The WBBL season starts in 72 hours from the time this post is published, with three games on the opening day: Hobart Hurricanes v Perth Scorchers, Adelaide Stikers v Melbourne Renegades, and Sydney Thunder v Melbourne Stars.
I’ve spent the last few weeks working on Elo ratings stuff, and I’ve completed what could be my statistical magnum opus.
To show you how this can be worked out, with a note that it is all very approximate, here’s an example for the Thunder-Stars game.

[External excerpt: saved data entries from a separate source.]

PR #489, opened 2018-04-18
Enable karaf-assembly packaging to work with custom deployers

hbfernandes:
Allow the use of the karaf-assembly packaging when using the maven-karaf-plugin to properly add bundles with custom deployers to the repo.

A bundle defined as follows for example will be correctly added to the system folder:

```<bundle>my-deployer:mvn:org.webjars.bower/angular/1.5.8</bundle>```

Please let me know if this causes any issues that I might not be aware of.

### DIFF
--- a/tooling/karaf-maven-plugin/src/main/java/org/apache/karaf/tooling/features/InstallKarsMojo.java
+++ b/tooling/karaf-maven-plugin/src/main/java/org/apache/karaf/tooling/features/InstallKarsMojo.java
@@ -562,6 +562,11 @@ public class InstallKarsMojo extends MojoSupport {
             if (bundleLocation.startsWith("war:")) {
                 bundleLocation = bundleLocation.substring("war:".length());
             }
+            // checked all known prefixes, clean a possible custom one wrapping mvn:
+            int mvnIndex = bundleLocation.indexOf("mvn:");
+            if (mvnIndex > 0) {
+                bundleLocation = bundleLocation.substring(mvnIndex);
+            }
             File bundleFile;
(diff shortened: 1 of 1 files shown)

### CODE REVIEW

File: tooling/karaf-maven-plugin/src/main/java/org/apache/karaf/tooling/features/InstallKarsMojo.java [hunk 1]
```diff
@@ -562,6 +562,11 @@ private void installBundle(Bundle bundle) throws Exception {
             if (bundleLocation.startsWith("war:")) {
                 bundleLocation = bundleLocation.substring("war:".length());
             }
+            // checked all known prefixes, clean a possible custom one wrapping mvn:
+            int mvnIndex = bundleLocation.indexOf("mvn:");
+            if (mvnIndex > 0) {
+                bundleLocation = bundleLocation.substring(mvnIndex);
+            }
             File bundleFile;
             if (bundleLocation.startsWith("mvn:")) {
```
jbonofre: With your change, it means that this is never reach. Can you add a rationale about this change ? I'm not sure I understand exactly the purpose.

hbfernandes: It will reach it, because the `mvn:` part of the location will remain. All it did was to strip away the custom wrapper.

So `my-deployer:mvn:org.webjars.bower/angular/1.5.8` will become `mvn:org.webjars.bower/angular/1.5.8` making it eligible to enter the other if conditions.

On the first spreadsheet, there’s my Elo rating formula calculator, which gives an estimated win chance.
This formula is worked out as that team’s transformed rating (using the awesome post here for calculations) divided by the sum transformed rating. It’s an important part of the calculation, as the new rating is calculated by some tricky maths involving that.1
This winning percentage is what I’ve used for these calculations.
In the other spreadsheet, we get a few bits of information.
There’s also a chart that has the chance of each team having x wins at the end of the season, but I’ll tell you the most common values now:
- 8: Sydney Sixers, Sydney Thunder
- 7: Adelaide Strikers, Brisbane Heat, Hobart Hurricanes, Melbourne Stars, Perth Scorchers
- 6: Melbourne Renegades
Go fiddle with the spreadsheets, all in this folder. I’ll be updating it from Saturday.
1For you hardcore number buffs, the new rating is the old rating, plus ((your win percentage minus your predicted win percentage) multiplied by K). K is used to change the ratings, and as my spreadsheet says, I set K to 20. Since the expected winning percentages add to 1, you get whatever your opponent’s winning percentage is of 20 if you win, and lose your percentage of 20 if you lose. Assuming the Thunder win, they will have 43.98% of 20 added to their 1538 rating, making a total of 1546.796997. (I’ll round it to 1547 for simplicity’s sake.) If they lost, meanwhile, then 56.02% of 20 would be subtracted from it.